THE DREAM TRAVELER
Even Before I opened my eyes I knew I was in danger. I stirred at the soft crunch of footsteps drawing closer. My neck was crooked at a painful angle, and I opened my eyes. Thin stones loomed out of the blue-black fog. For a strange suspended moment, an image of crooked teeth came to mind, and then I saw them for what they really were. Gravestones.
I tried to push myself up to sitting, but my hands slipped on the wet grass. Feeling my way through the vapour, my knees of my jeans soaked up dew as I crawled between the haphazardly placed graves and monuments. A ghoulish howl drifted down from above, and while it sent a shudder through me, it wasn’t the sound I was most frightened of. The footsteps trampled over the grass behind me, but whether they were near or far I couldn’t tell. I knew instinctively that I had to hide, but I was disoriented; it was too dark to see clearly, the eerie blue fog casting spells before my eyes. A shout of pursuit cut through the mist, and I hurried my pace. In the distance, trapped between two walls of spindly and overgrown trees, a white stone mausoleum glowed through the night. Rising to my feet, I ran towards it.
I slipped between two marble monuments, and when I came out on the other side, he was waiting for me. A towering silhouette, his arm raised to strike. I tripped backwards. As I fell, I realised my mistake: He was made of stone. An angle raised on a pediment, guarding the dead. I might have smothered a nervous laugh, but my head collided against something hard, jarring the world sideways. Darkness encroached on my vision.
I woke in a hospital. The ceiling was white, the walls a serene blue. The room smelled of lilies, fabric softener, and ammonia.

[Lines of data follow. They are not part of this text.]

PR #22, opened 2023-02-01
Update makefiles and readme

thisac:
* Add a `make.bat` batch file for Windows.
* Add the pip installation step to the `make install` command.
* Update installation section in the readme.
* Add `make docs` command to makefile.

### DIFF
--- a/README.rst
+++ b/README.rst
@@ -15,8 +15,8 @@ dwave-gate
 
 .. index-start-marker
 
-``dwave-gate`` is a software package for constructing, modifying and running quantum circuits. It
-provides a set of tools that enables you to:
+``dwave-gate`` is a software package for constructing, modifying and running quantum circuits on the
+included simulator. It provides a set of tools that enables you to:
 
 * Construct quantum circuits using an intuitive context-manager interface.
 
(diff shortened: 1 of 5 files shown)


README.rst
```diff
@@ -38,7 +38,7 @@ Example usage
 This example uses the ``dwave.gate.Circuit`` object's  context manager to append operations to
 a two-qubit circuit.
 
-.. testcode::
+.. code-block:: python
```
thisac, line 41: @JoelPasvolsky This was changed _only_ in the readme in root, since the `testcode` block doesn't seem to render on GitHub. I've left it in the docs readme, since it's required for the doctests to pass, although it's not optimal to have two slightly different readme in root/docs.

randomir (commented):
LGTM, except that I don't understand why we need `make.bat` in the first place.

Why not require windows developers (if there are any) to `choco install make`, and then we don't need this duplication (in a horrible language that batch script is).

thisac:
> Why not require windows developers (if there are any) to choco install make, and then we don't need this duplication (in a horrible language that batch script is).

I mainly added it since it was easy and it would add immediate support for the make commands for Windows users (without having to install any third party package managers). We also already have a `make.bat` in the docs (due to Sphinx), and in many of our SDK docs folders, so it made sense just adding a connecting one in root.

Not a necessity, just a simple quality of life enhancement for a potential few.

arcondello (approved):

randomir (approved):

PR #23, opened 2023-02-01
Add method to retrieve qubits by label

### LINKED ISSUE #15: Consider adding a way to retrieve a qubit by label from a register
I would be nice to be able to do something like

“Oh Clary at last, baby” a familiar voice whispered, and the person behind it flung herself out of her chair and at me “Oh, sweetheart”. She sat on the edge of my bed and drew me into a suffocating hug. “I love you” she choked into my ear. “I love you so much.”
“Mom.” The mere sound of her name scattered the nightmares I’d just pulled myself out of a wave of calm filled me, loosening the knot of fear in my chest.
“What . . . happened to me?” I asked
Mom dragged her fingertips under her eyes to dry them. I knew her well enough to know she was only trying to appear self-composed for my benefit. I immediately braced myself for bad news.
“You’ve been missing . . . for eleven weeks.” She said while squeezing my hand.
“What happened to me? Was I . . I couldn’t bring myself to say the word. Kidnapped. It was so clinical. So impossible.
“The police are doing everything they can to piece together answers.” She put on a smile, but it wavered. As if she needed something to anchor herself to. “The most important thing is that you’re back. You’re home. Everything that happened - it’s over. We’re going to get through this.”
“How was I kidnapped?” the question was directed more at myself. How did this happen? Who would want to kidnap me? Had they pulled up in a car while I was leaving school? Stuffed me in the boot while I was crossing the car park? Had it been that easy? Please no. why hadn’t I run? Why hadn’t I fought? Why had it taken me so long to escape? Because clearly that’s what had happened. Wasn’t it? The shortage of answers pecked away at me.
“What do you remember, honey?” mom asked “detective Charles said even a small detail might be helpful. Think back. Try to remember. How did you get to the cemetery? Where were you before that?”
“I don’t remember anything. It’s like my memory . . .” I broke off . it was like part of my memory had been stolen. Snatched away, with nothing left in its place but a hallow panic. A feeling of despair swayed inside me making me feel as if I’d been shoved off a cliff without warning. I was falling and I feared the sensation far more than hitting bottom.